Regev's Public Key Cryptosystem is defined as follows:
I want to proof the correctness. For this it must be shown that a 0 is decoded correctly and equally that a 1 is decoded correctly. I would present here once my proof:
Case: Encryption of 0
$$b = \sum_{i \in S} b_i = \sum_{i \in S} ( \langle \mathbf{a_i},\mathbf{s} \rangle + e_i)

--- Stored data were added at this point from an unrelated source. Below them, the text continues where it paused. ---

PR #192, opened 2016-03-23
Help not accessible from main window

### LINKED ISSUE #189: Help not accessible from main window
I tried to summon the help file from the main window, but couldn't find how: no button, no menu, and pressing F1 didn't do anything either.

There is a help button in the synchronisation dialog, so I eventually got back to the main page from there, but it's a bit convoluted.

sagarghuge:
Added shortcut key "F1" to open help

Fixes #189


diegogangl:
This works and can be merged easily

PR #208, opened 2017-05-09
GTM synchronization bug fix

volkov:
task.get_tags_name() do not contains '@' in tags but attached_tags do.

This is hack, and actually attached_tags should be changed, I'm not good at python and have no time to write good fix=(


diegogangl:
Hey @volkov. Oddly this was fixed in specific backends but not in the generic one. Instead of slicing it used `if "@" + tag in attached_tags:`. I've copied that fix for the generic backend instead of yours for consistency. Thanks for your pointing to this and your work though!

= \langle \mathbf{a},\mathbf{s} \rangle + \sum_{i \in S} e_i \Rightarrow b - \langle \mathbf{a},\mathbf{s} \rangle = \sum_{i \in S} e_i$$
We know from the definition that $|e| < \frac{\lfloor \frac{p}{2} \rfloor}{2} $ using this fact we can write:
$$|b - \langle \mathbf{a},\mathbf{s} \rangle | = \left| \sum_{i \in S} e_i \right| < \frac{\lfloor \frac{p}{2} \rfloor}{2}$$
This is closer to 0 than to $\lfloor \frac{p}{2} \rfloor$, so the decryption of a 0 is correct.
Case: Encryption of 1
$$b = \lfloor \frac{p}{2} \rfloor + \sum_{i \in S} b_i = \lfloor \frac{p}{2} \rfloor + \sum_{i \in S} ( \langle \mathbf{a_i},\mathbf{s} \rangle + e_i)
= \lfloor \frac{p}{2} \rfloor +\langle \mathbf{a},\mathbf{s} \rangle + \sum_{i \in S} e_i \Rightarrow b - \langle \mathbf{a},\mathbf{s} \rangle = \lfloor \frac{p}{2} \rfloor + \sum_{i \in S} e_i$$
Using the triangle inequality we can write:
$$| b - \langle \mathbf{a},\mathbf{s} \rangle | = \left| \lfloor \frac{p}{2} \rfloor + \sum_{i \in S} e_i \right| \geq -\left| \sum_{i \in S} e_i \right| + \left| \lfloor \frac{p}{2} \rfloor \right|$$
Since $-|e| > -\frac{\lfloor \frac{p}{2} \rfloor}{2} $ we can write:
$$| b - \langle \mathbf{a},\mathbf{s} \rangle | = \left| \lfloor \frac{p}{2} \rfloor + \sum_{i \in S} e_i \right| \geq -\left| \sum_{i \in S} e_i \right| + \left| \lfloor \frac{p}{2} \rfloor \right| > -\frac{\lfloor \frac{p}{2} \rfloor}{2} + \left| \lfloor \frac{p}{2} \rfloor \right|$$
And this is closer to $\lfloor \frac{p}{2} \rfloor$ than to 0, so the decryption of a 1 is correct.
I am not sure about the second case of my proof, so I would appreciate a correction or confirmation. Another question is about the limits of decryption. If I'm not misleading, then everything in the range $-\frac{\lfloor \frac{p}{2} \rfloor}{2} < x < \frac{\lfloor \frac{p}{2} \rfloor}{2}$ is interpreted as 0 and everything in the range $\frac{\lfloor \frac{p}{2} \rfloor}{2} < x < \frac{3 \lfloor \frac{p}{2} \rfloor}{2}$ is interpreted as 1, can you say that?